Management solutions are not just more logging. Several management activities are designed to reduce the occurrence of catastrophic wildfires. However, the most effective fuel treatments include prescribed fire or thinning treatments that won’t necessarily produce merchantable timber. In the Sierra Nevada, for example, many ecosystems contain a mixture of pine trees and shrubs. While these mixed forests benefit from fuel reduction treatments, most of the material that needs to be removed is understory vegetation (known as ladder fuels).
It is important to know when and where treatments are likely to be most effective and ecologically appropriate. Best management practices can differ between the Sierra Nevada, which has a predominantly fuel-limited fire regime vs. the Western Cascades, where the fire regime is climate-limited. Climate helps set the conditions for forest management. What works in some locations may not work in others, and climate change is creating an ever-changing baseline where what works now may not work later.
For an ignition to grow into a catastrophic megafire, climate and fuel conditions have to be right. For example, one reason the 2020 California lightning complexes spread so explosively is because high-density lightning strikes coincided with extreme temperatures and dry fuels. California’s fuel landscape has also been modified by the 2012-2016 drought (driven in part by climate change), which caused widespread forest mortality and left more than 100 million dead trees on the landscape. Drought mortality is confounded by forest health issues, including beetle and pathogen outbreaks, which are themselves exacerbated by climate change. In the Sierra Nevada, these conditions have combined with wind events, warming, and fuel accumulation (due to fire suppression) to enable lightning and human-caused ignitions to grow into massive wildfires.
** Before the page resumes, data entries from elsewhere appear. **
PR #900, opened 2025-05-15
fix: disable Conform for Rust

ckoehler:
I don't think we want Conform to also do autoformatting. I am running into issues where it doesn't respect the `rustfmt.toml` file and will happily format according to the 2015 edition. The builtin `RustFmt` command also works and can be set up to autosave, but `rustaceanvim` includes `rust-analyzer` which will run `rustfmt` as well. 

All this to say, autoformatting still works without Conform and also doesn't break stuff.

### DIFF
--- a/docs/release-notes/rl-0.8.md
+++ b/docs/release-notes/rl-0.8.md
@@ -346,6 +346,8 @@
 - Fix default telescope ignore list entry for '.git/' to properly match
 - Add [gitlinker.nvim] plugin to `vim.git.gitlinker-nvim`
 - Add [nvim-treesitter-textobjects] plugin to `vim.treesitter.textobjects`
+- Default to disabling Conform for Rust if rust-analyzer is used
+  - To force using Conform, set `languages.rust.format.enable = true`.
 
 [rrvsh](https://github.com/rrvsh):
 
--- a/modules/plugins/languages/rust.nix
+++ b/modules/plugins/languages/rust.nix
@@ -7,7 +7,7 @@
   inherit (builtins) attrNames;
   inherit (lib.meta) getExe;
   inherit (lib.modules) mkIf mkMerge;
-  inherit (lib.options) mkOption mkEnableOption;
+  inherit (lib.options) mkOption mkEnableOption literalMD;
   inherit (lib.strings) optionalString;
   inherit (lib.trivial) boolToString;
   inherit (lib.lists) isList;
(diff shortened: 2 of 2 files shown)


ckoehler:
Ah changelog, standby for that.

horriblename:
don't delete the formatter config, do this instead: https://github.com/NotAShelf/nvf/blob/74587e254ac7f8f7a7eca58aede14badde20dee6/modules/plugins/languages/go.nix#L90

ckoehler:
> don't delete the formatter config, do this instead:
> 
> https://github.com/NotAShelf/nvf/blob/74587e254ac7f8f7a7eca58aede14badde20dee6/modules/plugins/languages/go.nix#L90

Done.

horriblename:
uh, I meant change the deafult value of the _option_ (+ add defaultText), leave the config section alone

https://github.com/NotAShelf/nvf/commit/b7627523333b1ac64111e0f030934f9d17dbb063#diff-ceba2b90515a5fc940fc0dc9d5677f1c27555c890ecd2677ca854effc05164a6R86-R94

docs/release-notes/rl-0.8.md
```diff
@@ -346,6 +346,7 @@
 - Fix default telescope ignore list entry for '.git/' to properly match
 - Add [gitlinker.nvim] plugin to `vim.git.gitlinker-nvim`
 - Add [nvim-treesitter-textobjects] plugin to `vim.treesitter.textobjects`
+- Disable Conform for Rust if rust-analyzer is enabled
```
NotAShelf, line 349: Can we have a note on that this is the default behaviour, and that it can be overriden if the user desires. A nested point detailing why and instructing how to "fix" this behaviour would be appreciated.

modules/plugins/languages/rust.nix
```diff
@@ -68,7 +68,14 @@ in {
     };
 
     format = {
-      enable = mkEnableOption "Rust formatting" // {default = config.vim.languages.enableFormat;};
+      enable =
+        mkEnableOption "Rust formatting"
+        // {
+          default = !cfg.lsp.enable && config.vim.languages.enableFormat;
+          defaultText = literalMD ''
+            disabled if Rust LSP is enabled, otherwise follows {option}`vim.languages.enableFormat`
```
NotAShelf, line 76:
```suggestion
            Disabled if Rust LSP is enabled, otherwise follows {option}`vim.languages.enableFormat`
```

NotAShelf (changes requested):
Two quick nits, looks good to merge afterwards.

docs/release-notes/rl-0.8.md
ckoehler: Done.

horriblename (approved):

horriblename:
LGTM thanks!

NotAShelf (approved):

Fire regimes vary across the western U.S. As a result, plants have a variety of fire adaptations depending on which fire regime they evolved under. Problems arise when fire regimes are pushed outside their historical range of variability–that can mean more frequent fire in climate-limited systems that typically experience infrequent, high severity fires (e.g., lodgepole pine forests in the Greater Yellowstone Ecosystem) or more severe fire in fuel-limited systems that are adapted to frequent, low severity fire (e.g., southwestern Ponderosa Pine forests and yellow pine and mixed-conifer forests in the Sierra Nevada).
Our ability to mitigate the risks associated with extreme fires, and their effects on communities, lives, and the environment, depends in part on why these fires are increasing in the first place. The underlying causes of wildfire cannot be reduced to a simplistic dichotomy between climate change and management. Solutions to the growing wildfire problem must be multifaceted and location-based. They must include an aggressive reduction in greenhouse gas emissions, ecologically appropriate fuel management that incorporates indigenous knowledge, consideration of local communities and resources, and strategies for living with fire.
Erin Hanan is an Assistant Professor in the Department of Natural Resources and Environmental Science at the University of Nevada, Reno. Her research lab uses process-based models, remote sensing, and empirical analysis to answer questions about how climate change will influence future fire regimes, how these shifts will alter biogeochemical and ecohydrologic processes, and how we can mitigate the effects of climate change through management.